Excessive competition

Companies limited by shares can incentivise excessive amounts of competition due to the perpetual need for workers to create their own organisations to be fairly rewarded for their contributions.

Critique

Companies limited by shares can incentivise excessive amounts of competition due to the perpetual need for workers to create their own organisations to be fairly rewarded for their contributions.

Excessive competition

Companies limited by shares create a two class ownership structure that often disconnects contribution with ownership. This structure can incentivise the exploitation of labour as owners can financially benefit from minimising the amount of income that workers receive. It can be common that workers do not receive a proportional reward based on the value and impact they generate with their contributions. Workers that want to be fairly rewarded can solve this problem by creating their own organisation. This incentive to exploit labour leads to a perpetual incentive for workers to create new organisations just to try and receive compensation that reflects their full value. Instead of fixing the incentives within existing organisations, companies limited by shares can encourage excessive competition through the incentive to continuously try and exploit labour.

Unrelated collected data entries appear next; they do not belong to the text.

PR #749, opened 2021-11-26
Write PARALLEL and mpif.h in OBJDIR

ashwinvis:
Writing into the core directory triggers a race conditions when multiple compilations are launched simultaneously. These essential include files would vanish during compilation. As a fix, instead of copying "in-place" within the core directory, the files are copied to CASEDIR.

This is the simplest approach I could think of. See also: exabl/snek5000#117 where we discovered this. Note that this is not related to snek5000 in any sense, and can happen if we simply execute makenek simultaneously multiple times from different directories.

### DIFF
--- a/core/makefile.template
+++ b/core/makefile.template
@@ -64,10 +64,10 @@ ifeq ($(MPI),0)
   COMM_MPI := ${COMM_MPI} mpi_dummy.o
 endif
 
-DUMMY:= $(shell cp $S/core/PARALLEL.default $S/core/PARALLEL 2>/dev/null)
+DUMMY:= $(shell cp $S/core/PARALLEL.default $(CASEDIR)/PARALLEL 2>/dev/null)
 ifeq ($(DPROCMAP),1)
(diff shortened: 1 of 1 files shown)


paugier:
Are there any Nek5000 developers to review these changes and give feedback?

stgeke:
Please write into CASEDIR/obj instead of just CASEDIR.

ashwinvis:
@stgeke Done in ffe18cc

stgeke:
Please add OBJDIR as an INCLUDE path otherwise it won't compile.

stgeke:
Please ensure that your PR passes CI testing.

stgeke:
Added in https://github.com/Nek5000/Nek5000/commit/3e538555256b047a6d534111efa669e0557d0979

ashwinvis:
Looks good, but I should point out that https://github.com/Nek5000/Nek5000/commit/3e538555256b047a6d534111efa669e0557d0979 missed changing the location for `mpif.h`.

Wasted labour and resources

Organisations that do not fairly reward peoples contributions can lead to situations where it makes sense for workers to try and start their own organisation. Creating a new organisation can be highly wasteful when compared to the alternative of operating organisations in a manner that rewards all forms of contribution more proportionally based on the value that was provided. Due to the incentives within companies limited by shares, new organisations may need to replicate many of the things that are required to operate the organisation to compete. This could mean new buildings, machinery or tools might be needed. This can be difficult to justify if the demand is not greater than what is being fulfilled by the existing organisation. This creates a risk that these resources are wasted unless this new organisation is able to outcompete the existing organisation. If they do outcompete the existing organisation then there is a subsequent risk that the resources of the existing organisation are then sat idle and wasted. All of the labour involved in setting up and competing with the other organisation could have been used to improve the existing organisation with better aligned incentives internally. The less wasteful and more pragmatic solution would have been to ensure that all contributions are rewarded fairly within the existing organisation. This would then give everyone the incentive to make the existing organisation the best it can possibly be. This is a more desirable outcome than incentivising workers to create new organisations just to correct any issues around unfair compensation, stagnation or failings from the existing organisations.